L'ONU vient de publier son rapport annuel sur la sécurité alimentaire, le SOFI 2026 (The State of Food Security and Nutrition in the World), co-publié par cinq agences : FAO, FIDA, PAM, OMS et UNICEF.

Pour la troisième année consécutive, la faim chronique recule. En 2025, elle touche 7,8% de l'humanité, soit 645 millions de personnes. 14 millions de moins en un an et 43 millions de moins qu'en 2022. Une bonne nouvelle. Elle prouve que la faim n'est pas une fatalité.

Mais le même rapport chiffre déjà l'échec : entre 510 et 520 millions d'êtres humains souffriront encore de la faim en 2030, date à laquelle l'objectif « Faim zéro », inscrit en 2015 parmi les Objectifs de développement durable de l'ONU, devait être atteint.

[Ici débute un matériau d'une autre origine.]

PR #1425, opened 2025-11-24
feat(ci): unconditionally hide prior formatting PR comments, and only post a new one in case of failure

### LINKED ISSUE #1016: [Format] Wrong command recommended for formatting
Formatter recommends using `npx remark`, but it doesn't _have_ to be the same version of remark. It might be a global remark too.

### LINKED ISSUE #1284: [Format] If the formatting check was successful, it should hide all prior comments from the bot and mark those as resolved
https://github.com/int128/hide-comment-action/tree/main/src/queries

Or through a `action/github-script@v7` to fine tune it to our needs.

novusnota:
Closes #1284.
Also closes #1016, because it now recommends `npm run fmt:some` with passing files to it.

### DIFF
--- a/.github/workflows/linter.yml
+++ b/.github/workflows/linter.yml
@@ -46,36 +46,53 @@ jobs:
           files: |
             **.md
             **.mdx
+          separator: ":"
 
       - name: Check formatting of MDX and Markdown files
         id: check-fmt
         env:
           ALL_CHANGED_FILES: ${{ steps.changed-files.outputs.all_changed_files }}
-        run: |
-          set -euo pipefail
-          if [ -z $(echo -e "${ALL_CHANGED_FILES[@]}" | tr -d '[:space:]') ]; then
-            echo -e '\nNo such files affected!'
-            exit 0
-          fi
-          echo -e '\nChecking formatting of the following MDX and Markdown files affected by this PR:\n'
-          for file in ${ALL_CHANGED_FILES}; do
-            echo "- $file"
-          done
-          FILES="$(echo -e "${ALL_CHANGED_FILES[@]}" | tr '\n' ' ')"
-          ( # try
-            npm run check:fmt:some -- $FILES >/dev/null 2>&1
-          ) || ( # catch
-            ERR="$(echo $?)"
-            # Comment right in the actions output
-            echo -e "\n\033[31mError:\033[0m Some files are not properly formatted!"
-            echo -e "1. Install necessary dependencies: \033[31mnpm ci\033[0m"
-            echo -e "2. Run this command to fix the issues: \033[31mnpm run fmt:some -- ${FILES}\033[0m"
-            # Prepare a comment on the PR
-            COMMENT="To fix the **formatting** issues:\n\n1. Install necessary dependencies: \`npm ci\`\n2. Then, run this command:\n\`\`\`shell\nnpm run fmt:some -- ${FILES}\n\`\`\`"
-            echo "COMMENT='$COMMENT'" >> "$GITHUB_ENV" # notice the ''
-            # Rethrow the exit code of the failed formatting check
-            exit $ERR
-          )
+        uses: actions/github-script@f28e40c7f34bde8b3046d885e986cb6290c5673b # v7.1.0
+        with:
+          script: |
+            const files = (process.env.ALL_CHANGED_FILES ?? '').trim().split(':').filter(Boolean);
+            if (files.length === 0) {
+              console.log('\nNo such files affected!');
+              process.exit(0);
+            }
+            console.log('\nChecking formatting of the following MDX and Markdown files affected by this PR:\n');
+            for (const file of files) {
+              console.log(`- ${file}`);
+            }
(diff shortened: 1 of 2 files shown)


.github/workflows/linter.yml
```diff
@@ -10,13 +10,13 @@ on:
...
 concurrency:
-  group: ${{ github.workflow }}-${{ github.ref }}
+  group: ${{ github.workflow }}-${{ github.ref }}-linter
   cancel-in-progress: true
 
 permissions:
   contents: read
   pull-requests: write
-  issues: write
+  # issues: write
```
novusnota, line 19: Commented out since it didn't seem necessary, will remove later if nothing fails

.github/workflows/linter.yml
```diff
@@ -60,27 +61,86 @@ jobs:
...
-          curl -s -o /dev/null -L -X POST \
-            -H "Accept: application/vnd.github+json" \
-            -H "Authorization: Bearer ${{ secrets.GITHUB_TOKEN }}" \
-            -H "X-GitHub-Api-Version: 2022-11-28" \
-            -d "$BODY" \
-            https://api.github.com/repos/${{ github.repository }}/issues/${{ github.event.number }}/comments
-          # Comment right in the actions output
-          echo -e "\nInstall necessary dependencies: \033[31mnpm ci\033[0m"
-          echo -e "Then, run this to fix formatting: \033[31mnpx remark -o --silent --silently-ignore ${FILES}\033[0m"
+          ( # try
```
novusnota: 1. Notes in the actions output are now rendered in the same step with the formatting check
2. All raw `npx` formatting commands got replaced with relevant "scripts" in `package.json`: both non-modifying checks and in-place formatting invocations

.github/workflows/linter.yml
```diff
@@ -60,27 +61,86 @@ jobs:
...
+            echo -e "1. Install necessary dependencies: \033[31mnpm ci\033[0m"
+            echo -e "2. Run this command to fix the issues: \033[31mnpm run fmt:some -- ${FILES}\033[0m"
+            # Prepare a comment on the PR
+            COMMENT="To fix the **formatting** issues:\n\n1. Install necessary dependencies: \`npm ci\`\n2. Then, run this command:\n\`\`\`shell\nnpm run fmt:some -- ${FILES}\n\`\`\`"
+            echo "COMMENT='$COMMENT'" >> "$GITHUB_ENV" # notice the ''
+            # Rethrow the exit code of the failed formatting check
+            exit $ERR
+          )
+
+      - name: Hide prior PR comments and issue a new one in case of failure
```
novusnota, line 97: If the check was successful, it hides all non-hidden/non-minimized comments from the bot that start with the same prefix.

Otherwise, it still hides all non-hidden comments, but for a different `minimizedReason`. Then it posts a new comment, which may use a slightly different formatting command if there are new or different `.mdx` files.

📊 Conclusion principale : Le progrès existe, mais il reste réservé à ceux qui disposent des politiques, des revenus et des infrastructures capables de le transformer en repas. La moyenne mondiale raconte une histoire incomplète.
Référence principale : FAO, FIDA, OMS, PAM & UNICEF. The State of Food Security and Nutrition in the World 2026. Rome, FAO. DOI / FAO Open Knowledge
📊 Évolution de la faim chronique dans le monde (2019–2025)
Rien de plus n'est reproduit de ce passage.